→ What you have to do
Give only the number of lines in the records that include the string "shortened".

→ Task input
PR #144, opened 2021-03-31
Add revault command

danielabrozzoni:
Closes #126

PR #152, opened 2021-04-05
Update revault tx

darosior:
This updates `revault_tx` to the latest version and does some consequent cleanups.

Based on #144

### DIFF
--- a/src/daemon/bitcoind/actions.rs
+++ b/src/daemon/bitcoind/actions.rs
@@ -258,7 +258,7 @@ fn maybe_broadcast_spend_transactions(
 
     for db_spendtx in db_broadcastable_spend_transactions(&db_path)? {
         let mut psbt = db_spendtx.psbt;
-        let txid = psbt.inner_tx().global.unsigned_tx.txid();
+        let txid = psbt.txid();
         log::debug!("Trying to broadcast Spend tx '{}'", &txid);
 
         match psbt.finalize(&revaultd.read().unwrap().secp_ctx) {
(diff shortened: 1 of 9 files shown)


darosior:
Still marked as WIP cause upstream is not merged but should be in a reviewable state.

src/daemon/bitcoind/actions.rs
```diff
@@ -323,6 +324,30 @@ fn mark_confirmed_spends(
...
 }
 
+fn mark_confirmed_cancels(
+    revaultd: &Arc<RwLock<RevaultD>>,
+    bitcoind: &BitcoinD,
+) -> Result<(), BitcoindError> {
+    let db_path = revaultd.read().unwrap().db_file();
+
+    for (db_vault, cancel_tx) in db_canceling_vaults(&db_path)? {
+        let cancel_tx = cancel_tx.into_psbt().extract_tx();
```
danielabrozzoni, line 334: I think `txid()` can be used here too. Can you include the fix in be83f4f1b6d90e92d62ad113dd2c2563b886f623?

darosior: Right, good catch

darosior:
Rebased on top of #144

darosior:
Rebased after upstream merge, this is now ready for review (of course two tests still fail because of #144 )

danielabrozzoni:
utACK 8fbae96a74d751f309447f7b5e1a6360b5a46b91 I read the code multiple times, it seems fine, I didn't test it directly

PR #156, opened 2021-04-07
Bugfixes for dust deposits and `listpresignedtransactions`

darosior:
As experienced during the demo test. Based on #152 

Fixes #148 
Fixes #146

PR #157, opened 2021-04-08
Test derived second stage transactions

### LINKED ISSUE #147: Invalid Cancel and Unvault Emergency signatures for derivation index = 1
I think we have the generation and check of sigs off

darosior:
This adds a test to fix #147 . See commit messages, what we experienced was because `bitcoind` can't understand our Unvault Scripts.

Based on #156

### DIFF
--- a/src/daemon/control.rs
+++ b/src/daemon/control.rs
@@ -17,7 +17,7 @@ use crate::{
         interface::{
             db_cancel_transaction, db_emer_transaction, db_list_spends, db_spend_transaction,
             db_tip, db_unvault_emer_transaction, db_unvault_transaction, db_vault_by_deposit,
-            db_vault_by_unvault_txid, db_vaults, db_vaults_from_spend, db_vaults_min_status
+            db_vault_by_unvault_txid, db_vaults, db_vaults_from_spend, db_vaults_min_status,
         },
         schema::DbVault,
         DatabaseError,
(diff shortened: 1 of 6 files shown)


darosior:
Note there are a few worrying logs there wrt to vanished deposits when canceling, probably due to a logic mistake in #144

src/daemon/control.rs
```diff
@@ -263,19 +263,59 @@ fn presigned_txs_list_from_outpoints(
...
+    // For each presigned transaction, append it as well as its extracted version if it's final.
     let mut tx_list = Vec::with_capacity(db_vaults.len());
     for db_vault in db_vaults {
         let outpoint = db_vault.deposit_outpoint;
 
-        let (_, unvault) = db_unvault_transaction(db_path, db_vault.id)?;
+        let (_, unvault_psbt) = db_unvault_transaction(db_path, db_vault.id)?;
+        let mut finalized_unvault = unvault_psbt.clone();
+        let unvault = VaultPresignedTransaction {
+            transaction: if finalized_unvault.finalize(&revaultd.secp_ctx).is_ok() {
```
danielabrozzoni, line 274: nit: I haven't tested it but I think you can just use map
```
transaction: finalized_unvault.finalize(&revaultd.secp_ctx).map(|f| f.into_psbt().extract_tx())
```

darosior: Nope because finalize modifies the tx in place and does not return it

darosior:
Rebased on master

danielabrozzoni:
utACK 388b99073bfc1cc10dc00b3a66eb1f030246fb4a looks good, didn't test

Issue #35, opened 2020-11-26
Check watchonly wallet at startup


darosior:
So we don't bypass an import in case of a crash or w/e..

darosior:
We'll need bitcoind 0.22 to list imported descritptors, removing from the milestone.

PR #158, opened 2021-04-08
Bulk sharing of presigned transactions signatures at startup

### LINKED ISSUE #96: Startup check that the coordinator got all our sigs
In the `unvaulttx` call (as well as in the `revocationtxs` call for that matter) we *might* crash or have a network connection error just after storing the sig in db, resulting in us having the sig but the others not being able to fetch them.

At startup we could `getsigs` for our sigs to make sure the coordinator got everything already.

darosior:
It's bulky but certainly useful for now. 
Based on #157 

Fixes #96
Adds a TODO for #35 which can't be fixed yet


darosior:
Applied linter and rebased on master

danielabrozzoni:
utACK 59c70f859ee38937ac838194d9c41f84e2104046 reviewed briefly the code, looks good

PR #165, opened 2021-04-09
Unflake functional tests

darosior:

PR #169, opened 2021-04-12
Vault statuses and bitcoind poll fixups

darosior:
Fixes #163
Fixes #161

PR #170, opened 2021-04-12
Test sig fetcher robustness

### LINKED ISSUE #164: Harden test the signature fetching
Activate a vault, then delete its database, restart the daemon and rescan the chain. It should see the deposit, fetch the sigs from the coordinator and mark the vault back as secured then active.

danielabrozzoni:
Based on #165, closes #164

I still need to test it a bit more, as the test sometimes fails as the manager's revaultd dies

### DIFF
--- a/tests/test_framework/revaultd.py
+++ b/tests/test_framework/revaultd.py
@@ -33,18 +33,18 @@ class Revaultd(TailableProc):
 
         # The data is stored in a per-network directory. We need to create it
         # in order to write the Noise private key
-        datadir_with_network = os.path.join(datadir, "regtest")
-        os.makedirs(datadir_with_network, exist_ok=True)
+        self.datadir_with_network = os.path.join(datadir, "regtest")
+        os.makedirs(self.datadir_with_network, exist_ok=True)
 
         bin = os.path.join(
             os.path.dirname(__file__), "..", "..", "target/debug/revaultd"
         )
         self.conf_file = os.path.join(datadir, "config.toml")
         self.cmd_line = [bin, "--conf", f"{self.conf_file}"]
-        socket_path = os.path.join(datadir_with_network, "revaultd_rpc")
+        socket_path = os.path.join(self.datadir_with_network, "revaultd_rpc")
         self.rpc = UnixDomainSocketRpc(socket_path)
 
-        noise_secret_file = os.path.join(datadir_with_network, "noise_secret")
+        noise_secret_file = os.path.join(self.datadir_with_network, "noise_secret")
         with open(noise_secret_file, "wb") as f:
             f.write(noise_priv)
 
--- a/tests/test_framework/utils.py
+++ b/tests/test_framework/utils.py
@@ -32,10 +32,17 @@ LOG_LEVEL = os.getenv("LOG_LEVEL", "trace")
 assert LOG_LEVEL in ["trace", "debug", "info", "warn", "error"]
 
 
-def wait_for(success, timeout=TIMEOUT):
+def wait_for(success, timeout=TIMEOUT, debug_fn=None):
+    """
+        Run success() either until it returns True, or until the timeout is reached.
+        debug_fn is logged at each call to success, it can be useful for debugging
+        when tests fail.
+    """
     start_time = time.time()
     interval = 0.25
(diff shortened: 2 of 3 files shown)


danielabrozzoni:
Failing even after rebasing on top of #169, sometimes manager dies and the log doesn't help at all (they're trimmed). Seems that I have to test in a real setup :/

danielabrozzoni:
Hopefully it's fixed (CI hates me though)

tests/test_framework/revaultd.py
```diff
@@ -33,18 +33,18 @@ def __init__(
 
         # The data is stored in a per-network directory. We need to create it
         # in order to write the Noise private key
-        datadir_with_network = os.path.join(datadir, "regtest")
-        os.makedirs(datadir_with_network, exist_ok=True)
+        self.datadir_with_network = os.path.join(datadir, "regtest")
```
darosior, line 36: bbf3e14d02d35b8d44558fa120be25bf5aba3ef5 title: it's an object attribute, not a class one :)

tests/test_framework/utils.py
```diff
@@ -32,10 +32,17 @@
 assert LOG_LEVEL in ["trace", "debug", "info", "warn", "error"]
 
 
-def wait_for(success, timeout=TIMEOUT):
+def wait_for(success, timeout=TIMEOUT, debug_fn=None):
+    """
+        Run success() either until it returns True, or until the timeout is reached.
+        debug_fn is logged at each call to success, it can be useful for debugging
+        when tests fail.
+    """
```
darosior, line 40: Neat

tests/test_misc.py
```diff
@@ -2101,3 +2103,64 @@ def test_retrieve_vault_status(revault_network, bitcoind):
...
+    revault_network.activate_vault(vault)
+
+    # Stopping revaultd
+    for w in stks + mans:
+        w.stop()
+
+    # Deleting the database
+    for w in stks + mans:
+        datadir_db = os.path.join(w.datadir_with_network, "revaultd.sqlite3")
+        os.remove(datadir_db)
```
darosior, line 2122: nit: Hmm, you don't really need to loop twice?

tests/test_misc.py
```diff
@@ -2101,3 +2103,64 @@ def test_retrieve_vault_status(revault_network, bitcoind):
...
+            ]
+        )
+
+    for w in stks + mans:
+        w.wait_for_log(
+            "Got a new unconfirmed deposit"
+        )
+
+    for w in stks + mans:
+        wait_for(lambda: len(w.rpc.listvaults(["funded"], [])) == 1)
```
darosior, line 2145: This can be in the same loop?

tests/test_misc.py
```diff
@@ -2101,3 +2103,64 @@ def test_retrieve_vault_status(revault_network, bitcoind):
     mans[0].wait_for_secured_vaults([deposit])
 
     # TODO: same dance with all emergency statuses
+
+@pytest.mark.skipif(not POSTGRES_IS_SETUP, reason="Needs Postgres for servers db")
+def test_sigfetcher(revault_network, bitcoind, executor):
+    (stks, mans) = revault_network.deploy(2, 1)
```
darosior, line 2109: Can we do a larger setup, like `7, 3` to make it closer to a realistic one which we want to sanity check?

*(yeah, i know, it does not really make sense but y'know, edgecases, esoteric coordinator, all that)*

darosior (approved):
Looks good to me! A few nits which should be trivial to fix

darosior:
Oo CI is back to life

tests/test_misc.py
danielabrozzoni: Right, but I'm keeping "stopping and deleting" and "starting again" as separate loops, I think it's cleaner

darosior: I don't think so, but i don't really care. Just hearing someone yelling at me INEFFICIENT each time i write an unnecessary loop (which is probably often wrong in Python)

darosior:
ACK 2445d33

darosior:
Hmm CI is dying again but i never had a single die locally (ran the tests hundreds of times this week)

→ Response to this task
3